The Kingdom of Bahrain has been ranked first in the Arab region as the healthiest country. The Bloomberg Healthiest Country Index has also ranked the Kingdom of Bahrain 36th in the world, moving up by 4 positions, compared with 2017.
High rates of diabetes, obesity and a lack of focus on preventative medicine have been blamed after Gulf countries slumped in a global health ranking.
The Bloomberg Healthiest Countries Index, published this week, showed no Arab nation in the top 35, despite the region’s significant wealth. Six of the top 10 nations were European, with Spain overtaking Italy as the world’s healthiest country.
Japan, Australia, Singapore and Israel made up the rest of the leading 10 nations, with less developed countries such as Cuba and Malta even making the top 30.
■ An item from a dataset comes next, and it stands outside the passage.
PR #104, opened 2018-09-07
Set the working directory for a test run

RobClenshaw:
This adds the optional `-TargetWorkingDirectory` parameter to `Invoke-NUnit3ForAssembly` and `Invoke-DotCoverForExecutable` so that you can specify the working directory for the test run.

The rankings, which are based on wide-ranging factors including life expectancy, obesity and mortality rates and physical activity levels, saw the UAE fall three places from its 2017 position, making it the 46th healthiest country out of 169.
Kuwait, meanwhile, fell by 22 places – the second-steepest drop recorded – to 78th. It tied with Saudi Arabia, which recorded a fall of six places compared to the 2017 table.
Studies have found that the Mediterranean diet, high in fruit, vegetables, fish and low in red meat, may help explain the high life expectancy in Spain and Italy.
A strong health system in Cuba, as well as a focus on preventative medicine there, was credited with its relatively strong performance, given its wealth.
Bloomberg gives countries a ‘health score’ out of 100 based on factors including life expectancy and child mortality levels.
A ‘penalty’ score, calculated on factors such as smoking levels, high cholesterol, mental health provision and air quality, is then subtracted from the total.
Of the 30 unhealthiest nations on Earth, 27 were Sub-Saharan economies. Yemen, Afghanistan and Haiti were the others.